Some financial advisors take a more formal approach and calculate an emergency fund ratio, which compares the sum of all of your liquid assets to your mandatory expenses. The emergency fund ratio can help you determine how prepared you are to deal with a financial shock.

Budgeting 101

Need help creating a monthly budget? It’s easy once you break it down. Learn how to set a budget you’ll stick to. And be sure to review it once a year.

Emergency savings dos and don’ts

Fully funding an emerging savings account may seem daunting. Follow these dos and don’ts when creating a fund:

  • Do open a separate account and nickname it “emergency savings” or “rainy day account” to keep it separate from other accounts, such as a checking account or other savings.
  • Do set a specific savings goal.

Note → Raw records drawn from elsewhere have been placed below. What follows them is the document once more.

Issue #2471, opened 2024-03-19
Show number of workers on top of weblet


0oM4R:
### Which package/s are you suggesting this feature for?

Dashboard

### Is your feature request related to a problem? Please describe

adding workers is not clear, how many workers i just added.
![Screenshot from 2024-03-19 11-25-35](https://github.com/threefoldtech/tfgrid-sdk-ts/assets/62248851/28e49249-5cb4-4388-ad41-44e603103795)
in this picture i added about 2 workers but if want to make sure, i have to scroll down to count them

### Describe the solution you'd like

show number of workers beside `Worker` tab title or beside add button

zaelgohary:
Work completed:

Added workers optional prop in tabs & applied change in k8s & caprover.

khaledyoussef24:
verified on devnet 
version : e1cdba0
now no. of workers is shown in the top of the dashboard

![Image](https://github.com/threefoldtech/tfgrid-sdk-ts/assets/110984055/04eaf51c-f8c3-4daa-9a6c-c13af38dba04)
![Image](https://github.com/threefoldtech/tfgrid-sdk-ts/assets/110984055/d67ff84f-9283-4532-bf72-9fe8dd2ac22b)
![Image](https://github.com/threefoldtech/tfgrid-sdk-ts/assets/110984055/25cdb149-382e-408e-8f61-bf2a1197a68b)

user can easily know the no. of added workers
tried also to delete workers after addition to make sure it decrease as well

PR #2565, opened 2024-04-15
Add workers number chip in k8s & caprover

zaelgohary:
### Changes

- Add workers optional prop in tabs
- Apply change in k8s & caprover

image

image

### Related Issues

- https://github.com/threefoldtech/tfgrid-sdk-ts/issues/2471

### Checklist

- [ ] Tests included
- [x] Build pass
- [ ] Documentation

### DIFF
--- a/packages/playground/src/components/dynamic_tabs.vue
+++ b/packages/playground/src/components/dynamic_tabs.vue
@@ -13,6 +13,7 @@
         }"
       />
       {{ tab.title }}
+      <v-chip color="info" v-if="tab.title === 'Workers'" class="ml-1">{{ tab.workers }}</v-chip>
       <v-chip color="info" v-if="forms[tabs.indexOf(tab)]?.pending" class="ml-1">
         Validating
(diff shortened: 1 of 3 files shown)


0oM4R (changes requested):
can we hide the chip if there is no workers added ?

packages/playground/src/components/dynamic_tabs.vue
```diff
@@ -49,6 +50,7 @@ export interface Tab {
   value: string;
   icon?: string;
   imgPath?: string;
+  workers?: number;
```
0oM4R, line 53: can we make the name of the property more generic to refer to number of disks later if we need to ?
what do you think ?

zaelgohary: Maybe we can add another prop for the disks as well if needed later on.

AlaaElattar (approved):

0oM4R (approved):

It’s a good idea to start small. Saving for six months’ worth of expenses is tough, so break it down. Start with a goal of $1,000. Saving $25 a week for a year equals $1,300. Once you achieve that goal, set a bigger one.
  • Don’t use your emergency fund to save for other large financial goals, such as a down payment for a house or buying a new car.
  • Don’t include money you’re planning to spend on vacations or other discretionary items. An emergency fund is strictly for necessities.

Types of emergency accounts

As boring as it may sound, an emergency fund should sit in a savings account where you can access it instantly. Don’t invest the money in your emergency fund—you don’t want it to be subject to stock market volatility. Plus, if you were to lose your job, it might be more likely to happen during an economic downturn, which is also when stock markets tend to get pounded.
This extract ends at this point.